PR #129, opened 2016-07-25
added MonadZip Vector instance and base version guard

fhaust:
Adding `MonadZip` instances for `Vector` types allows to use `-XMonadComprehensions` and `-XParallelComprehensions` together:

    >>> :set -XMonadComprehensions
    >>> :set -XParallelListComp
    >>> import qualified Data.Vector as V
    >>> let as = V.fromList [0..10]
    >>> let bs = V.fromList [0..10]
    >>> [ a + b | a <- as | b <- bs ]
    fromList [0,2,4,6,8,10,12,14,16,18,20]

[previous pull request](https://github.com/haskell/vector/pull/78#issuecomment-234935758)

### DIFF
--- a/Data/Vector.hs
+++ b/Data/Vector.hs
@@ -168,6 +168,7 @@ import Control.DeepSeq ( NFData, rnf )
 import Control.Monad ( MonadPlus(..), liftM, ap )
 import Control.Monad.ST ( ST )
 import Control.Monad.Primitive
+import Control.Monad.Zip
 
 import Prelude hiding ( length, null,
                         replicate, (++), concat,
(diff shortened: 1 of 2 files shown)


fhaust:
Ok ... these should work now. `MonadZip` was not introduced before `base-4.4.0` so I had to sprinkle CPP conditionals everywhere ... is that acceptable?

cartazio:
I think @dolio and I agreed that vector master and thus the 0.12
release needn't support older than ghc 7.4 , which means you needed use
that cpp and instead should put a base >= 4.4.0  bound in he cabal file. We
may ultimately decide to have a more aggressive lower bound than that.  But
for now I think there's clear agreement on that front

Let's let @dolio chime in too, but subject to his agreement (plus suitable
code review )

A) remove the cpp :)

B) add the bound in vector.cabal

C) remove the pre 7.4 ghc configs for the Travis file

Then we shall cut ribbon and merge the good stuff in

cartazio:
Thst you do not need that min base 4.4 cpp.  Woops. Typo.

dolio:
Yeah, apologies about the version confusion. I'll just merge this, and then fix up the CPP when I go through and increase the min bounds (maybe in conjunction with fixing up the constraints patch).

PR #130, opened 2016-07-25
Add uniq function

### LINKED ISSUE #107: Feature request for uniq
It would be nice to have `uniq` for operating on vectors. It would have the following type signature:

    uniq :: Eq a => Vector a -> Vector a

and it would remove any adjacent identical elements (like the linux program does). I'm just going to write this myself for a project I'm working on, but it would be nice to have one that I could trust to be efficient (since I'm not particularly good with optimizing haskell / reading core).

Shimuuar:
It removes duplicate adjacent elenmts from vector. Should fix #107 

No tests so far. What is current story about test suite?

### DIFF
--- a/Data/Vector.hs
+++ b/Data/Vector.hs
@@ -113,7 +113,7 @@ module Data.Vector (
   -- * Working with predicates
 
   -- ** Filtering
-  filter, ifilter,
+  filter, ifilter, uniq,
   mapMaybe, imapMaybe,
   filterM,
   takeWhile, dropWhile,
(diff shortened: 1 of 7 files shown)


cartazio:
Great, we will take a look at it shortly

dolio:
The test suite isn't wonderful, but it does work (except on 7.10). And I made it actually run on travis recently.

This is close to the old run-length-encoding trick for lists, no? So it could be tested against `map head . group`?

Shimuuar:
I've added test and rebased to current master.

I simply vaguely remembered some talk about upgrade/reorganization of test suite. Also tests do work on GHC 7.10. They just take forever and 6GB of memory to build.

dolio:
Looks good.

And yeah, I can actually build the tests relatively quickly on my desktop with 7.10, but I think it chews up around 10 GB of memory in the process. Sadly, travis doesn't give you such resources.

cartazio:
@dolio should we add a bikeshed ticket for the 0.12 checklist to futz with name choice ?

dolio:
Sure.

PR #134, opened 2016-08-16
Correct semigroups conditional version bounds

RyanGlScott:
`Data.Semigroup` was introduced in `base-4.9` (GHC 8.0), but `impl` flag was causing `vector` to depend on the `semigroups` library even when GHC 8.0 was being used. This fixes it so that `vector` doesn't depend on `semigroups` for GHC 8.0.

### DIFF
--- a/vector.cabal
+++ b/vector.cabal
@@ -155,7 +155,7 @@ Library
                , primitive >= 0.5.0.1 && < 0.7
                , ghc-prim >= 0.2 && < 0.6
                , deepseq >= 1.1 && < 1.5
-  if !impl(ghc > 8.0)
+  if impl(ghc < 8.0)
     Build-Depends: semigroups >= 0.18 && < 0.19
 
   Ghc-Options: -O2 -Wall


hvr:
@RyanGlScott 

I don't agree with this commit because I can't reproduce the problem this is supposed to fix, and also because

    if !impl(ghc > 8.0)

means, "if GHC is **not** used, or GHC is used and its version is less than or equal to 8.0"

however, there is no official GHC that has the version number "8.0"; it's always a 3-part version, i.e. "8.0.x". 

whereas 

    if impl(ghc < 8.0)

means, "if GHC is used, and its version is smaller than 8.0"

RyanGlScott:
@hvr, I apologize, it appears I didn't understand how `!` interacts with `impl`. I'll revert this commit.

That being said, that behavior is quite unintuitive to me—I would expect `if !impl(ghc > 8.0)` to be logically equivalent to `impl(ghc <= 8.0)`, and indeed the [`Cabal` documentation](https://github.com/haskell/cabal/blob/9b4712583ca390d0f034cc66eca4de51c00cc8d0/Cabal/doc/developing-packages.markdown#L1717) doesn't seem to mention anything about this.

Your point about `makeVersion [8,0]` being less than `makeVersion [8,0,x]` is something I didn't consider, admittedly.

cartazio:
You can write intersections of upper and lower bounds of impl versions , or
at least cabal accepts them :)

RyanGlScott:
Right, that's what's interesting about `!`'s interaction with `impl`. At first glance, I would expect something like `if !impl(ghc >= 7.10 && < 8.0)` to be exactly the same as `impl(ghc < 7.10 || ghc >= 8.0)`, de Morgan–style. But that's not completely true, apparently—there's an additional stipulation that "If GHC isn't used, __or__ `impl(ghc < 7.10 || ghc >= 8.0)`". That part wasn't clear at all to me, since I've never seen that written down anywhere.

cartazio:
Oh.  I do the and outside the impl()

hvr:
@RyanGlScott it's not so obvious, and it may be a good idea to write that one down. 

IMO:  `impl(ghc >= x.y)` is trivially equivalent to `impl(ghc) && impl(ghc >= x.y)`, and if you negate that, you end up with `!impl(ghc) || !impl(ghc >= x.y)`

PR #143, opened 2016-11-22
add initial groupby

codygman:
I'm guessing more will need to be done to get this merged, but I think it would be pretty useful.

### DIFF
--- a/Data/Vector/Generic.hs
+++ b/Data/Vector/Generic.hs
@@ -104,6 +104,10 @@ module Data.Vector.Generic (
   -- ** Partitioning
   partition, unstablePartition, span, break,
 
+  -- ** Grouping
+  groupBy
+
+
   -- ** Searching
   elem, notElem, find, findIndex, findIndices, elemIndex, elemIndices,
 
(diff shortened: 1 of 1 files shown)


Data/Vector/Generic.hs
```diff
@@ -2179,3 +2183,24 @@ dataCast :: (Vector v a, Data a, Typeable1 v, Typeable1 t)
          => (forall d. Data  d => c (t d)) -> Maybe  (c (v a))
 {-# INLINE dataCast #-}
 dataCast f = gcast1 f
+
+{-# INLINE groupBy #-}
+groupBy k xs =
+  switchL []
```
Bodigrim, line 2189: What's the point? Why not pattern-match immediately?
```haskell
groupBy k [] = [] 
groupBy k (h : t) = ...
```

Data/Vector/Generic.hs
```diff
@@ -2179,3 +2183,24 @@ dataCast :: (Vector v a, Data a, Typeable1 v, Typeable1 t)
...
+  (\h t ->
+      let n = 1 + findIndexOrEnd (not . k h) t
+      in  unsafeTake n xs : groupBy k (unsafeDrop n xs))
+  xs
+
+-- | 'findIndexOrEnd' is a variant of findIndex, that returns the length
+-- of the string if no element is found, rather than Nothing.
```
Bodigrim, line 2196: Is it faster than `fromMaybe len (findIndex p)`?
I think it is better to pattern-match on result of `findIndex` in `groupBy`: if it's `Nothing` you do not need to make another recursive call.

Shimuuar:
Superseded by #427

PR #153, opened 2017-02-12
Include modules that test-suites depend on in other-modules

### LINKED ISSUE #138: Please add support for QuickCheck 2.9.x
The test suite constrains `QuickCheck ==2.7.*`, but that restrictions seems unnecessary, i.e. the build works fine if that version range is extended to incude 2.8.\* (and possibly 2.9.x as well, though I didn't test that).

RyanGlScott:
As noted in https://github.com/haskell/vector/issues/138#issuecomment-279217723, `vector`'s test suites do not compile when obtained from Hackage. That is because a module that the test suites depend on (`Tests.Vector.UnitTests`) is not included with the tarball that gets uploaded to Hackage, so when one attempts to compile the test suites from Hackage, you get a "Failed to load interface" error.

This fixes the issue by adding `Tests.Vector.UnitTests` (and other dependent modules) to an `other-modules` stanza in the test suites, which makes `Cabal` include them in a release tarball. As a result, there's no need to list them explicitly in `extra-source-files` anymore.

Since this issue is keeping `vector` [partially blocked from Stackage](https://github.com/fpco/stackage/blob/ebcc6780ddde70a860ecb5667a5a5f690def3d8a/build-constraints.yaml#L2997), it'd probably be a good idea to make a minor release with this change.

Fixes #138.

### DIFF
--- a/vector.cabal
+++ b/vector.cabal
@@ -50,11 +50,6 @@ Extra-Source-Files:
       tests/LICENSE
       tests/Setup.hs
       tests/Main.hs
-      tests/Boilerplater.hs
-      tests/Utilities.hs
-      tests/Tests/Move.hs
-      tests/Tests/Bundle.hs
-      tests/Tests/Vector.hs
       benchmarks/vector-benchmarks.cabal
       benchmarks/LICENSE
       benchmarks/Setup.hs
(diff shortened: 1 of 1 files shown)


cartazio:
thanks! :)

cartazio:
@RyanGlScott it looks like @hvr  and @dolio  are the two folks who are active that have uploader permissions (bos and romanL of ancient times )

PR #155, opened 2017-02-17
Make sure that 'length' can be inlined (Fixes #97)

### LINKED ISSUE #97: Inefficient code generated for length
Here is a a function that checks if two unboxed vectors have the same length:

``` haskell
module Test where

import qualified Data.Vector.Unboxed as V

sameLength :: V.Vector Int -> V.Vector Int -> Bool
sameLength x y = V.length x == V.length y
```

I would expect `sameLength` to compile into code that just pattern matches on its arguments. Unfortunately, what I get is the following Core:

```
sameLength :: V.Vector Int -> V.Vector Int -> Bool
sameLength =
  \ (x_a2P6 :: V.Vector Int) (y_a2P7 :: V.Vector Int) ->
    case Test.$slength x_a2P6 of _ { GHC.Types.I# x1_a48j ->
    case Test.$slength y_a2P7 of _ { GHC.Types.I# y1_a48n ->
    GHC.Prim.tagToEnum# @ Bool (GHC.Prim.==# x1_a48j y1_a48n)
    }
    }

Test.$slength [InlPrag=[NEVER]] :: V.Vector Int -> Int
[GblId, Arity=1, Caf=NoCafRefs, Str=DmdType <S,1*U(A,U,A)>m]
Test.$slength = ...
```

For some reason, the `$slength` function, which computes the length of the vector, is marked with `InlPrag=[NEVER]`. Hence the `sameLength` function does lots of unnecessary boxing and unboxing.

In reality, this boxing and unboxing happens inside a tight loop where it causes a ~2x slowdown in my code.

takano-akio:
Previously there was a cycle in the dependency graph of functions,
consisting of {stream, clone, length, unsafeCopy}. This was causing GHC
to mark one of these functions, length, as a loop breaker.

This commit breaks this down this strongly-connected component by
########
§ What you are asked to do
For every line above that includes the word "master", return the line.

§ Result below
I think @dolio and I agreed that vector master and thus the 0.12
I've added test and rebased to current master.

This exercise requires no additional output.